Пятьдесят пять щелчков.
А вчера он несколько раз повторил пятьдесят шесть.
Я понял.
Похоже, он увидел, что я понял, потому что посторонился и дал мне пройти.
Он умеет считать.
Он считает дни.
Он не может уйти из квартала, потому что ждет, он должен сидеть на месте. Я взлетел в квартиру, перепрыгивая через ступеньки, сердце колотилось. Календарь с пожарными[11], который мои родители покупают из года в год, уже был втиснут в одну из коробок, ежедневника я нигде не нашел и тут вспомнил о телефоне. Плюс пятьдесят пять. Ровно тот день, когда снесут наш дом. А ровно через четыре дня, в понедельник, когда у мамы начнется отпуск, мы переедем.

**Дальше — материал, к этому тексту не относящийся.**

PR #499, opened 2021-06-04
Split demo in slots

jburel:
Update day1 demos section


jburel:
Merging and deploying before sending emails to participants doing demo

PR #500, opened 2021-06-04
move schedule section

jburel:
cc @joshmoore


jburel:
Display matches the layout used last year
Screenshot 2021-06-04 at 16 35 37

PR #502, opened 2021-06-04
remove entry

jburel:
Update demo list


jburel:
Screenshot 2021-06-04 at 21 59 02

PR #505, opened 2021-06-09
Add keynote Youtube video to JSON object and embed within Day 1

sbesson:
The video is still up for discussion but this should provide a first template for embedding videos recorded during the meeting. Could also be applied to individual demo recordings and other days


sbesson:
Deployed at https://snoopycrimecop.github.io/www.openmicroscopy.org/events/ome-community-meeting-2021/day1/

sbesson:
Looks good. Let's deploy and iterate with new content

PR #508, opened 2021-06-09
Add details for break-out sessions on Day 4

sbesson:
Should we include a break-out session for a round-table following the Q&A session? /cc @jburel


jburel:
We have been using the main room as the buffer room for other session. so it might make sense to have a round table
the problem is now that we have already 3 rooms in the morning already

Я сел, но сразу вскочил. Может, человек кого-то ждет? Или в эти пятьдесят пять дней что-то должно произойти? Что он будет делать после нашего отъезда? Мы перебираемся на другой край района, в другую квартиру, теперь уже на восьмом этаже. Мама довольна: квартира целиком отремонтирована и до трамвая ближе, когда утром на работу. Я всегда смогу сюда заехать, мы будем недалеко, пятнадцать минут пешком или две остановки на автобусе. Но как же он будет прятаться? Через неделю съедут последние жильцы, и начнется подготовка к сносу. Никто уже не сможет ни войти, ни выйти.
Я отправил эсэмэску Норберу, что кое-что выяснил о незнакомце.
Еще не успокоившись, стал ждать ответа. Минуту, другую минуту, и телефон завибрировал. Я взял его — Том. Пишет, что вчера была пляжная вечеринка с офигенной музыкой. В ярости я удалил сообщение. Зря, Том не виноват, если он развлекается и классно проводит каникулы в классном месте с классными родителями.
Сделал глубокий вдох, чтобы успокоиться.
Как поступил бы Том, если бы ему пришлось прятать беглеца?
Ответ был настолько прост, что я разозлился: он попросил бы помощи у родителей.
Норбер не ответил.
Так я просидел весь день один на один со своим открытием, помогая папе выгребать все из шкафов и по мере надобности выносить мешки на помойку.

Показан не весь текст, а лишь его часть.